The South Australian Chamber of Mines and Energy (SACOME) is a not-for-profit, non-government organisation founded in 1979. It represents over 100 companies involved in mining, petroleum, energy and associated services in South Australia.

== Role and activities ==
SACOME’s core function is to represent and advocate for the interests of the resources and energy sector in South Australia, with a focus on economic growth, investment, and industry sustainability.

Its activities include:
- Policy development and submissions to government
- Industry coordination through committees covering mining, exploration, and energy
- Stakeholder engagement with government, regulators and the community
- Publication of policy documents and strategic plans
- Support for workforce development and education initiatives

The organisation also promotes collaboration between industry and government to address regulatory challenges and enable project development across both traditional and emerging sectors.

==Policy and advocacy==

SACOME develops policy positions on issues affecting the resources sector, including energy systems, infrastructure, and regulatory reform.

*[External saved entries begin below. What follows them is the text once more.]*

PR #214, opened 2020-11-18
Add some plumbing to Hydrate the Data Lake UI (for dev purposes)

### LINKED ISSUE #177: Provide an easy way to seed data for local development using fixtures (or harvest some content from pod.stanford.edu?)
This might have some relation to #172 / #176, if those endpoints are performant enough to get some data (and we had some way to identify records)

(Note: Harvesting content direct from POD may have some additional utility proving that data can be synced from POD for other purposes too, so it should consume our "public" APIs. )

jkeck:
Closes #177 

This PR also addresses allowing download (and all) scoped tokens to read/download any organization's data ([card](https://github.com/ivplus/aggregator/projects/1#card-49541698))

### DIFF
--- a/db/seeds.rb
+++ b/db/seeds.rb
@@ -5,3 +5,27 @@
 #
 #   movies = Movie.create([{ name: 'Star Wars' }, { name: 'Lord of the Rings' }])
 #   Character.create(name: 'Luke', movie: movies.first)
+
+require_relative '../spec/support/marc_fixture_seed_fetcher'
+
+Upload.skip_callback(:save_commit, :after, :perform_extract_marc_record_metadata_job)
+
+Settings.marc_fixture_seeds.organizations.each do |org|
+  organization = Organization.create(name: org, slug: org.downcase)
+
+  MarcFixtureSeedFetcher.fetch_uploads(org.downcase) do |upload, files|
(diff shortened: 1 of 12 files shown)


db/seeds.rb
```diff
@@ -5,3 +5,27 @@
...
+
+Upload.skip_callback(:commit, :after, :perform_extract_marc_record_metadata_job)
+
+Settings.marc_fixture_seeds.organizations.each do |org|
+  organization = Organization.create(name: org, slug: org.downcase)
+
+  MarcFixtureSeedFetcher.fetch_uploads(org.downcase) do |upload, files|
+    upload = organization.default_stream.uploads.build(name: upload['name'])
+    files.map do |file|
+      io = URI.open(file['download_url'], 'Authorization' => "Bearer #{Settings.marc_fixture_seeds.token}")
```
jkeck, line 19: I could theoretically merge this into the file data in `MarcFixtureSeedFetcher` so we don't have to have knowledge of how to do authorization here, but 🤷

jkeck:
If this ends up looking good, might end up massaging the seed code a bit after we deploy this to prod and I use this with real production data (I could also deploy this branch and start trying it out before shipping if that seems warranted).

PR #218, opened 2020-11-18
Refactor MARC21 combining logic up to MarcRecordService so profiling …

cbeer:
…can use it too


jkeck (approved):
This looks good to me (for a PR review past 4pm), I'll leave the review open though in case anybody (w/ fresher eyes) wants to take a look too.

PR #229, opened 2020-11-19
Add a feature spec for downloading generated full dump files

jkeck:


app/controllers/proxy_controller.rb
```diff
@@ -17,7 +17,7 @@ class ProxyController < ActiveStorage::BaseController
   # rubocop:disable Metrics/AbcSize
   def show
     attachment = ActiveStorage::Attachment.find(params[:id])
-    authorize!(:read, attachment.record)
+    authorize!(:read, attachment.record.stream)
```
jkeck, line 20: I think this should be legit given that all our records are associated w/ streams...

spec/features/normalized_download_spec.rb
```diff
@@ -0,0 +1,60 @@
...
+    user.add_role :member, organization
+    login_as(user, scope: :user)
+
+    FactoryBot.create_list(:upload, 2, :binary_marc, organization: organization, stream: organization.default_stream)
+    FactoryBot.create_list(:upload, 2, :binary_marc_gz, organization: organization, stream: organization.default_stream)
+  end
+
+  describe 'Full dumps' do
+    before do
+      allow(Time.zone).to receive(:today).and_return('2020-01-01')
```
jkeck, line 19: simpler times

PR #230, opened 2020-11-19
Add a public flag to organizations and use that to authorized access

cbeer:
And tweak #229 to use the flag to authorize access to attachments explicitly

This should also let us hide any of our test orgs from normal users

### DIFF
--- a/app/models/ability.rb
+++ b/app/models/ability.rb
@@ -31,27 +31,37 @@ class Ability
       case @allowlisted_jwt.scope
       when 'all'
         can %i[create update], [Stream, Upload], organization: { allowlisted_jwts: { jti: token_payload['jti'] } }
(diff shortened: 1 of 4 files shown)


app/models/ability.rb
```diff
@@ -31,27 +31,37 @@ def initialize(user, token = nil)
...
+        can :read, [Stream, Upload], organization: { public: true }
+
+        can :read, ActiveStorage::Attachment, { record: { organization: { public: true } } }
       end
 
       allowlisted_jwt&.update(updated_at: Time.zone.now)
       return
     end
 
+    can :read, ActiveStorage::Attachment, { record: { organization: { public: true } } }
```
cbeer, line 51: I don't know if it's funny to write authz rules based on Rails-provided models, but 🤷‍♂️

PR #231, opened 2020-11-19
Allow POD provenance info to be provided for records where the …

jkeck:
…Organization hasn't provided their code.

### DIFF
--- a/app/services/augment_marc_record_service.rb
+++ b/app/services/augment_marc_record_service.rb
@@ -27,9 +27,9 @@ class AugmentMarcRecordService
   # provided the record to POD.
   # @param [MARC::Record] record to modify
   def append_pod_provenance_information(record)
-    return if organization.code.blank?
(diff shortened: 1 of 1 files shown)


app/services/augment_marc_record_service.rb
```diff
@@ -27,9 +27,9 @@ def execute(source_record)
   # provided the record to POD.
   # @param [MARC::Record] record to modify
   def append_pod_provenance_information(record)
-    return if organization.code.blank?
```
jkeck, line 30: Not sure if we intended to gate POD's provenance info from being added based on the Org adding a code or not (which is the behavior we we're currently experiencing)

cbeer: 👍 WFM. The initial thought was if we don't have a code, there's no reason to inject data... but knowing the record came from POD at all is probably useful regardless

Issue #4711, opened 2021-02-25
Sprint Poker: GitHub: Scope: Repo filter menu


mattkrick:
We can add value over github by allowing users to easily search multiple repos at the same time.
To do this, we'll use a repo filter menu, similar to the project filter menu in the atlassian integration.

AC
- [ ] There's a filter button on the GH scoping view, just like atlassian
- [ ] Clicking the filter menu opens us a multiselect dropdown of repos that the user has access to
- [ ] it is sorted in a sensible, deterministic fashion (whatever you think is best that the github API supports)
- [ ] if more than ~10 repos, include a search box just like atlassian
- [ ] the function to populate the list lives in the GitHubServerManager. we're going to deprecate the GitHubClientManager because having the client talk directly to GH can be painful

Estimate; 16 hours

PR #4930, opened 2021-05-04
GitHub Scope Repo Filter

nickoferrall:
PR to resolve issue #4711 

Note: it's best to review #4901 first as this PR includes some of those changes.

I feel that the placeholder, `Search your GitHub repos`, in the menu search input also works well as a title. If we only show the search input when there's more than 10 repos, we should prob show a title when the search input isn't displayed. A title + a search input looks a bit busy to me so I'd prefer just showing a search input. 

What do you think? I could update the Jira menu to always show the search input instead of a title too if you agree.

### AC

- [ ]  There's a filter button on the GH scoping view, just like atlassian
- [ ]  Clicking the filter menu opens us a multiselect dropdown of repos that the user has access to
- [ ]  it is sorted in a sensible, deterministic fashion (whatever you think is best that the github API supports)
- [ ]  if more than ~10 repos, include a search box just like atlassian
- [ ]  ~~the function to populate the list lives in the GitHubServerManager. we're going to deprecate the GitHubClientManager because having the client talk directly to GH can be painful~~


packages/client/components/GitHubScopingSearchFilterMenu.tsx
```diff
@@ -75,109 +67,90 @@ type GitHubSearchQuery = NonNullable<
...
-  const {portalStatus, isDropdown} = menuProps
-  const toggleJQL = () => {
-    commitLocalUpdate(atmosphere, (store) => {
-      const searchQueryId = SearchQueryId.join('github', meetingId)
-      const githubSearchQuery = store.get(searchQueryId)
-      // this might bork if the checkbox is ticked before the full query loads
-      if (!githubSearchQuery) return
-      githubSearchQuery.setValue([], 'nameWithOwnerFilters')
-    })
+  const onChange = (e: React.ChangeEvent<HTMLInputElement>) => {
```
nickoferrall, line 90: Could clear the search input here when the menu closes but a user that has searched, selected and closed the menu, may wish to quickly open it again and deselect the issue. Having to search again to deselect would be a pain. Alternatively, we could clear the search but show all selected repos at the top of the list

mattkrick: yeaaaah showing the selected things at the top gets my vote! is that what we do for atlassian? i can't remember

nickoferrall:
Thanks for the feedback and the AC!

> when the queryString is updated, it is parsed & the list of project filters is updated

I'm now grabbing the 100 most recently updated repos and only displaying 10 at a time. If the user types into the menu filter search input, the string is parsed and the 10 repos update. Hopefully this is what you had in mind?

gh-menu-filter

packages/client/Atmosphere.ts
```diff
@@ -280,7 +280,7 @@ export default class Atmosphere extends Environment {
         uploadables: uploadables || undefined
       },
       // if sink is nully, then the server doesn't send a response
-      sink
+      sink!
```
mattkrick, line 283: rebase?

packages/client/components/GitHubScopingSearchFilterMenu.tsx
```diff
@@ -75,19 +69,26 @@ type GitHubSearchQuery = NonNullable<
...
 >
 
-const getValue = (item: {name: string}) => item.name.toLowerCase()
+type Repo = Pick<IXGitHubRepository, 'id' | 'nameWithOwner'>
 
-const MAX_PROJECTS = 10
+const MAX_REPOS = 10
+
+const getValue = (item: {nameWithOwner?: string}) => {
+  const repoName = item.nameWithOwner || 'Unknown Project'
```
mattkrick, line 77: nit -- let's call this "Unknown Repository" to be more githubby

mattkrick:
i think the sort is still a little off.
Here's what it looks like for me:
Screenshot from 2021-05-13 09-42-58

we probably don't care when the repository was last updated.
we care about when the user last did something with that repo (ie pushed a commit, made a comment, opened an issue)

packages/client/components/GitHubScopingSearchFilterMenu.tsx
```diff
@@ -96,88 +97,67 @@ const GitHubScopingSearchFilterMenu = (props: Props) => {
...
-              nameWithOwnerFiltersProxy.splice(keyIdx, 1)
-            } else {
-              nameWithOwnerFiltersProxy.push(globalProjectKey)
-            }
-            githubSearchQuery.setValue(nameWithOwnerFiltersProxy, 'nameWithOwnerFilters')
+            const newFilters = isSelected
+              ? nameWithOwnerFilters.filter((name) => name !== nameWithOwner)
+              : nameWithOwnerFilters.concat(nameWithOwner)
+            const queryString = githubSearchQuery.getValue('queryString')
+            githubSearchQuery.setValue(newFilters, 'nameWithOwnerFilters')
```
mattkrick, line 137: now that we know the queryString includes all the `repository:FOO` qualifiers, `nameWithOwnerFilters` is just duplicate information & we should remove that field from `githubSearchQuery`. That way, the queryString is the single source of truth & we have fewer variables to keep track of! I'll do this in another PR, just FYI that it'll be going away

mattkrick:
pushed a little commit that got rid of `nameWithOwnerFilters`. Instead of working hard to maintain that 2nd source of truth, I figure we could just parse them out of the queryString here: https://github.com/ParabolInc/parabol/blob/7fd64af087612d152962d9f4395df43988279595/packages/client/components/GitHubScopingSearchFilterMenu.tsx#L103

packages/client/components/GitHubScopingSearchFilterMenu.tsx
nickoferrall: Makes sense! I considered getting rid of it but thought it might be useful incase we wanted to grab the repos without needing to parse the query string. But I agree that it's cleaner to remove it!

nickoferrall:
Thanks for the screenshot - yours looks pretty different to mine as you've contributed to a bunch of popular public repos 😅 
I've pushed an update filtering by the repos that the user has most recently pushed a commit to!

packages/client/utils/GitHubManager.ts
```diff
@@ -22,7 +22,7 @@ type DocVariables = any
 // type DocVariables<T> = T extends DocumentNode<any, infer V> ? V : never
 
 abstract class GitHubManager {
-  static SCOPE = 'admin:org_hook,read:org,repo,user:email,write:repo_hook'
+  static SCOPE = 'admin:org_hook,read:org,repo,user,write:repo_hook'
```
nickoferrall, line 25: Updated the scope so that users can see contributions to public & private repos. The old scopes would only show contributions to public repos. I think this means that we need to remove users' GitHub auth so that they accept the new scope?

packages/client/utils/GitHubManager.ts
```diff
@@ -23,6 +23,8 @@ type DocVariables = any
 
 abstract class GitHubManager {
   static SCOPE = 'admin:org_hook,read:org,repo,user:email,write:repo_hook'
+  // static SCOPE = 'admin:org_hook,read:org,repo,user,write:repo_hook'
```
mattkrick: how excited are you that we didn't have to change scopes to make this request :pray:

nickoferrall: 😬   I did have to change the scope unfortunately! I think you're looking at a previous commit. I left a comment in the `GitHubManager` file mentioning that I had to change the `user` scope so that we have access to the private contributions

packages/client/utils/GitHubManager.ts
mattkrick: oof, yessir.
we've been talking about it for years, but i think with `GitHubAuth` living in postgres, we should probably use it as an example:
the `GitHubAuth` object should contain a `scope`. that way, we can compare the scope we have to the scope that the app needs & determine when the scope is stale. I'll make an issue & see if we can sneak it in in a timely manner

mattkrick:
LGTM! 
Only blocker is the scope change. I'll write a PR for #4970 & submit the scope change to github.
we can merge as soon as #4970 is in, no need to wait for GH since this feature isn't live yet.

PR #4931, opened 2021-05-04
explicitly send call stack to sentry from server

tiffanyhan:
Resolve #4931

AC
- [ ] server errors sent to sentry contain a call stack as a first-class citizen

### DIFF
--- a/packages/server/graphql/intranetSchema/mutations/addNewFeature.ts
+++ b/packages/server/graphql/intranetSchema/mutations/addNewFeature.ts
@@ -26,6 +26,8 @@ const addNewFeature = {
     }
   },
   resolve: async (_source, {copy, url}, {authToken, dataLoader}) => {
+    sendToSentry(new Error('something bad happened'))
+
     const r = await getRethink()
     const redis = getRedis()
 
--- a/packages/server/graphql/intranetSchema/mutations/addNewFeature.ts
+++ b/packages/server/graphql/intranetSchema/mutations/addNewFeature.ts
@@ -26,8 +26,6 @@ const addNewFeature = {
     }
   },
   resolve: async (_source, {copy, url}, {authToken, dataLoader}) => {
-    sendToSentry(new Error('something bad happened'))
-
     const r = await getRethink()
     const redis = getRedis()
 
--- a/packages/server/utils/sendToSentry.ts
+++ b/packages/server/utils/sendToSentry.ts
@@ -22,8 +22,11 @@ const sendToSentry = async (error: Error, options: SentryOptions = {}) => {
   if (user && ip) {
     ;(user as any).ip_address = ip
   }
+  const stack = error.stack
+
   Sentry.withScope((scope) => {
     user && scope.setUser(user)
+    stack && scope.setExtra('stack', stack)
     if (tags) {
       Object.keys(tags).forEach((tag) => {
         scope.setTag(tag, String(tags[tag]))


tiffanyhan:
while working on this issue, i realized a stack trace is included in sentry errors because `sendToSentry` always logs errors to the console before talking to sentry. it's included automatically as a breadcrumb with the "console" label. however, it's not very obvious and can often be buried amongst lots of other breadcrumbs. it may also be a "happy accident", because that logging statement is contained inside a commented out conditional.

this PR explicitly sends a stack to sentry, so in the UI it will be graphically highlighted as the first thing the viewer sees. it's also useful to see a snippet of the offending code-- sentry has access to client and server source maps, so it should now display this automatically as it does for client errors.

mattkrick:
oh this looks nice! i was worried that it was a sourcemaps issue!
could you push this to the dev server & trigger an error? would love to see what it looks like now

tiffanyhan:
> oh this looks nice! i was worried that it was a sourcemaps issue!
> could you push this to the dev server & trigger an error? would love to see what it looks like now

so i pushed to dev server and triggered an error, but afaik sentry got nothing. it's pretty odd bc i ssh'ed into and verified that dev and staging both share the same `SENTRY_DSN`; also when i set that `SENTRY_DSN` value in my local `.env` file i could trigger an error locally and see it in sentry. any idea what is up? perhaps it's a networking issue that @adaniels-parabol  knows about?

mattkrick:
not sure what's going on!
locally, if i use the action-staging DSN .env var, it works.
BUT, if i run `yarn build && yarn start` locally, then it doesn't work.
so, something about the production build is keeping Sentry from running?
could be worthwhile seeing outbound network traffic to see if it's actually being sent to sentry. if so, then we can compare payloads to sentry of dev vs. prod
if it's not being sent to sentry at all, then we'll need to try & change the production vars to development until it works & then see what's breaking it based on NODE_ENV

tiffanyhan:
i used wireshark to capture traffic in the success vs failure case with filter `ip.addr == 35.188.42.15/32` for sentry's ip address space. in both cases, `captureException` returns an `eventId` and `initSentry` is called with the exact same args.

in the success case, i saw a tcp/tls handshake, application data being sent, then a connection termination. in the failure case, no packets were seen in wireshark until a good while later. then i saw a TCP ack sent from node.js app to sentry, with sentry responding with `TCP ACKed unseen segment`.

locally, it looks like the difference might be in how TLS is handled with dev vs prod env vars? in deployed envs, the failure case only happens in dev server so we maybe need to double check TLS on dev server.

https://docs.sentry.io/product/security/ip-ranges/
https://github.com/getsentry/sentry-javascript/blob/master/packages/node/src/backend.ts

tiffanyhan:
setting `debug=true` doesn't yield any extra info when sending to sentry...

tiffanyhan:
there are definitely some server errors which have been captured in the past in sentry, and all communication with sentry is encapsulated in `sendToSentry` util. so this is possibly a recent regression.

tiffanyhan:
me and jordan used proxyman to intercept the request to sentry. we saw the request and payload in dev mode. however, once the app was built, no request appeared in proxyman. next step suggested by jordan is to monkey patch http (called by node sentry) and bisect our way up the stack trace to find where it goes bad.

tiffanyhan:
found the problem: in dev mode, `initSentry` is called "in scope" for both web server and graphql exec. in prod mode, `initSentry` is only called from the context of the web server. it also needs to be initialized from the context of graphql executor.

e.g. `initSentry` is only called in `server.ts`, which is the webpack entry point for the web server.

mattkrick:
nice find!!

tiffanyhan:
@tianrunhe @mattkrick 

this is how server stack traces thrown from `gqlExecutor` currently look like in sentry: https://sentry.io/organizations/parabol/issues/2396196206/events/91c8fb3b1f3f4a2691b525c15609d130/?project=107915

Since graphql requests get resolved by executing given a `DocumentNode` or `CompiledQuery` obj, do you have any thoughts on how to achieve a nice code snippet display such as this one here: https://sentry.io/organizations/parabol/issues/2082696002/?project=107196&query=is%3Aunresolved , or at least something more helpful than what it is currently?

i haven't dug in to graphql internals, so i'm not sure what the options would be here.

mattkrick:
I think the problem is here: https://github.com/ParabolInc/parabol/blob/da627c505d5cdf7d90f9a8a26da63f77e0675e9e/scripts/webpack/prod.servers.config.js#L55

that line causes the gqlExecutor.js file to end with `//# sourceMappingURL=/static/gqlExecutor_308f123949e8fb896ac01edbe6d987fc.js.map`
I'm betting sentry reads that line but can't find it because it's a relative path.

here are some possible fixes:
- tell webpack to stop minifying our server files. this is turned on by default when `mode: 'production'`, we can turn it off manually & then we won't need source maps! (I think this is my favorite option)
- fix `publicPath` in prod.servers.config so it matches prod.client.config. not sure why the 2 are different!
- try removing the `SourceMapDevToolPlugin` in the server config. TBH I'm not even sure why we upload our server assets to S3
- if all else fails, use the sentry webpack loader & then go into sentry to see what the file looks like (https://sentry.io/settings/parabol/projects/action-production/source-maps/6.11.0/?query=) then, knowing what it should look like, we can work backwards from there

Recent priorities include:
- Energy reliability and affordability
- Development of critical minerals and metals supply chains
- Investment in infrastructure corridors
- Support for major projects such as the Northern Water Project
- Development of low‑carbon industries, including hydrogen and green iron and steel
- Workforce and skills development

SACOME also advocates for regulatory frameworks that support investment certainty and project development, emphasising the economic contribution of the resources sector.

=== Joint electricity purchasing group ===
SACOME established an electricity buying group of 27 South Australian businesses in 2017 to secure reliable electricity supply arrangements for its members at competitive prices. On 8 June 2018, an eight-year supply contract was signed with renewable energy retailer SIMEC ZEN Energy.

== Dirt TV awards ==
In 2014, SACOME launched Dirt TV, a competition to encourage school students in years 7 to 12 to produce short videos creatively promoting the resources sector. The inaugural award was won by high school students James Haskard and Daniel Blake of Concordia College. 14 entries were received and resource company sponsors provided a total prize pool of $10,000. The competition ran from 2014 to 2016.

== Council ==
SACOME is governed by a Council comprising representatives from member organisations, which sets the strategic direction of the association.

As of 2026:
- President: Carl Kavina
- Chief Executive Officer: Catherine Mooney (appointed December 2025)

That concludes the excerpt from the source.